4-minute read

This professor is pioneering sustainable rubber

Katrina Cornish is growing a precious natural resource in our own backyard.
Katrina Cornish, right, working with a student.
Katrina Cornish, right, working with visiting fellow Meirambek Mutalkhanov.

Katrina Cornish has a clear vision of what could be.  

In the Ohio State professor’s vision, America capitalizes on her 35 years of work and produces its own rubber, the crucial resource we use to make the tires we travel on, the gloves our nurses and doctors wear, the sports equipment our kids use and about 50,000 other products on which we rely. 

The benefits of domestic rubber production?

For starters, the independence would be significant. The United States is 100 percent dependent on other countries, importing millions of tons of rubber and rubber goods each year. 

Plus, the millions of American jobs it would create? The massive amount of carbon emissions the crops would soak up? Vital benefits for sure. 

“The four most important natural resources we have are air, water, petroleum and natural rubber,” said Cornish, an internationally recognized expert on alternative natural rubber production. “I do have a crusading spirit, and I want to get this established in this country because there’s no aspect of our economy that doesn’t depend on it.” 

If the U.S. maintains its status quo with importation, a rubber apocalypse will occur, Cornish forecasts. And truth be told, it’s already started.  

Ninety percent of our natural rubber is imported from southeast Asia from Hevea trees that are tapped for latex. In 2019, the world produced 14 million tons of rubber mostly from this area of the world. However, between diseases killing trees, climate change decreasing land availability, extreme weather events and COVID wreaking havoc on supply lines and driving up cost eight times higher, there’s already been a significant drop in what we can import. 

Many of the countries producing rubber also have close ties to China, which could cut off America whenever it wants.  

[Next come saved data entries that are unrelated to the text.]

PR #1316, opened 2017-06-16
Add Resource trait for generic resource destruction

JohnColanduoni:
I'm not sure if this is something that others want/need but I was playing around with it and thought I'd put it up for comments.

Adds a trait Resource implemented by all Resources associated types that have a destroy_* method in corell::Factory. This makes it much easier to write abstractions/macros for cleanup that work over multiple resource types. DepthStencilView also appeared to be missing a corresponding method in Factory so I added one.

This functionality is basically impossible to implement on top of corell due to coherency issues; any implementations of a trait for both Resources::X and Resources::Y will be marked as conflicting even if they never do in actuality.

### DIFF
--- a/src/backend/metalll/src/native.rs
+++ b/src/backend/metalll/src/native.rs
@@ -235,6 +235,8 @@ mod fence_related {
     pub struct Fence {}
 }
 
+gfx_impl_resources!();
+
 pub unsafe fn objc_err_description(object: *mut objc::runtime::Object) -> String {
     let description: *mut objc::runtime::Object = msg_send![object, localizedDescription];
     let utf16_len: NSUInteger = msg_send![description, length];
--- a/src/corell/src/lib.rs
+++ b/src/corell/src/lib.rs
@@ -261,30 +261,35 @@ pub trait SwapChain {
 
 /// Different resource types of a specific API. 
 pub trait Resources:          Clone + Hash + Debug + Any {
-    type ShaderLib:           Debug + Any + Send + Sync;
-    type RenderPass:          Debug + Any + Send + Sync;
-    type PipelineLayout:      Debug + Any + Send + Sync;
-    type GraphicsPipeline:    Debug + Any + Send + Sync;
-    type ComputePipeline:     Debug + Any + Send + Sync;
+    type ShaderLib:           Debug + Any + Send + Sync + Resource<Self>;
+    type RenderPass:          Debug + Any + Send + Sync + Resource<Self>;
+    type PipelineLayout:      Debug + Any + Send + Sync + Resource<Self>;
+    type GraphicsPipeline:    Debug + Any + Send + Sync + Resource<Self>;
+    type ComputePipeline:     Debug + Any + Send + Sync + Resource<Self>;
     type UnboundBuffer:       Debug + Any + Send + Sync;
-    type Buffer:              Debug + Any + Send + Sync;
+    type Buffer:              Debug + Any + Send + Sync + Resource<Self>;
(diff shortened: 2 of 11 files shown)


src/backend/metalll/src/native.rs
```diff
@@ -235,6 +235,39 @@ mod fence_related {
     pub struct Fence {}
 }
 
+macro_rules! impl_resource {
```
kvark: can we move that macro into core?

JohnColanduoni:
No, I intended it for non-backend clients of the corell library that need to handle resources manually. I'm not sure if the corell-based render crate will aggregate resources enough for this to be valuable, but I came up with this while writing a procedural macro to handle resource destruction for a project I'm moving to using corell directly.

Basically I have structures containing multiple corell resources (static resources related to the same part of the render pipeline, multiple resources associated with a particular geometry, etc.) that need to implement explicit destruction via a factory instance. I can't use Drop for the same reason corell doesn't; it would require reference counting a handle to the Factory. To make this less error-prone, I wrote a custom derive for a trait Destroyable that I simply derive for each structure that contains resources. It implements a destroy method that recursively calls the destroy method for each field in turn, basically like Drop but with a parameter (the factory).

Unfortunately, it's not possible to implement that trait for the Resources associated types, even for a specific backend, due to the coherency issues I mentioned. I would need to use wrapper structs, which would then break various places where corell requires you to pass slices, as well as be incredibly tedious. I suspect that other projects using corell without implementing reference counting on top would run into the same issue.

kvark:
Oh, thanks for the explanation! It makes more sense to me now.
Could you elaborate on that further?
> This functionality is basically impossible to implement on top of corell due to coherency issues; any implementations of a trait for both Resources::X and Resources::Y will be marked as conflicting even if they never do in actuality.

JohnColanduoni:
If I have some trait Destroyable defined in my crate and try to implement it via either:

```
impl<R: Resources> Destroyable<R> for R::Image {
...
}
```

or

```
use gfx_device_vulkanll::Resources as R;
impl Destroyable<R> for R::Image {
}
```

It works just fine... until I try to add (e.g.) a similar implementation for RenderTargetView, 
and the compiler complains that the two implementations conflict. In theory Image and RenderTargetView could be the same type, and there's no way to assert that they aren't.

kvark:
Ok, I see now. I believe this makes sense then.
@JohnColanduoni could you make `Resource` having `Debug + Any` bound, since they always come together anyway?

JohnColanduoni:
Sure, I'll move the macro (and the resource/destructor method list) into corell as well.

src/corell/src/lib.rs
```diff
@@ -261,30 +261,35 @@ pub trait SwapChain {
...
-    type ShaderResourceView:  Debug + Any + Send + Sync;
-    type UnorderedAccessView: Debug + Any + Send + Sync;
-    type RenderTargetView:    Debug + Any + Send + Sync;
-    type DepthStencilView:    Debug + Any + Send + Sync;
-    type FrameBuffer:         Debug + Any + Send + Sync;
-    type Sampler:             Debug + Any + Send + Sync;
-    type Semaphore:           Debug + Any + Send + Sync;
-    type Fence:               Debug + Any + Send + Sync;
-    type Heap:                Debug + Any;
+    type Image:               Debug + Any + Send + Sync + Resource<Self>;
```
kvark: we need to remove `Debug+Any` bounds from here now

kvark:
Thanks!

PR #1320, opened 2017-06-17
Fix depth pixel format in GL

matthew-mcallister:
The mistake was using `GL_DEPTH`, which is the depth buffer handle, instead of one of the [allowed pixel formats](https://www.khronos.org/registry/OpenGL-Refpages/gl4/html/glTexSubImage2D.xhtml).


kvark:
Nice find, thank you!
@homu r+

kvark:
Hmm, homu is not responding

“My big concern is we’ll get cut off by politics or disease,” Cornish said. “And then we’re going to have an economic depression like we haven’t seen since the 1930s. It’s a bit like the elephant in the room. How can you pretend it’s not there?”

 

Katrina Conrish, right, works in the lab with employee Sarah Davis.

Developing solutions

With a joint appointment at Ohio State in the Department of Horticulture and Crop Science and the Department of Food, Agriculture and Biological Engineering, Cornish has created multiple ways of growing latex-producing crops, extracting the latex and producing rubber and even products. 

“A real strength of Ohio State is they encourage joint appointments,” Cornish said. “If I just sat in a silo, if, say, I just grew some crop, well, what then?  

“I take a soup-to-nuts approach; everything from gene editing at one end to product development. And if I don’t know how to do something, I bring in collaborators and find out how to do it. To get this done you have to do it collaboratively.” 

Her approach has led to refining two crops that produce latex: the TK Dandelion (or Buckeye Gold) — which she grows at Ohio State’s Wooster campus — and guayule, a shrub that grows in the desert. Not only can these be grown in fields and harvested annually, but she’s also developed a hydroponic approach to growing the TK Dandelion, which can be harvested every two months.  

That brings us to another strength of Ohio State that Cornish has taken advantage of: encouraging partnerships with industry and startups. Cornish’s scientific expertise has led her to co-found a number of startups, including her own guayule latex company, EnergyEne.  

Meanwhile, the American Sustainable Rubber Co. , founded on her scientific knowledge, is commercializing the production of TK Dandelions in hydroponic greenhouses. 

Cornish’s innovation, company President Tim Madden said, could lead to the development of a sustainable, industrial-scale, domestic natural rubber supply chain in a time when the United States needs it most. 

“She is widely recognized as a world leader in the natural rubber industry. There is almost no one who works professionally in the natural rubber industry worldwide who does not know her personally, or at the very least her research,” Madden said. 

“She knows exactly how to scale her research to industrial levels, she just needs as much financial and government support as possible to continue her very important work.”  

Using guayule, Cornish has produced a high-end latex medical glove that protects against bloodborne pathogens and radiation but doesn’t cause allergic reactions and meets FDA standards. Prior to her Radiation Attenuation glove, many medical professionals had to wear two gloves. 

It’s an example of the holistic system she’s developed. And her knowledge could help the U.S. to develop its own rubber production. Of course, it would take a massive investment of time and money. However, once the first farm and processing plant are up and running, Cornish believes it would kick-start others. 

“There’s plenty of farmers wanting to farm it, and plenty of manufacturers will buy it. But getting that process and infrastructure in place is really difficult,” she said. “Unfortunately, much of the U.S. industry and government is reactive instead of proactive. They wait for disaster and disaster is, quite honestly, inevitable. We’ve got to get ahead of it.”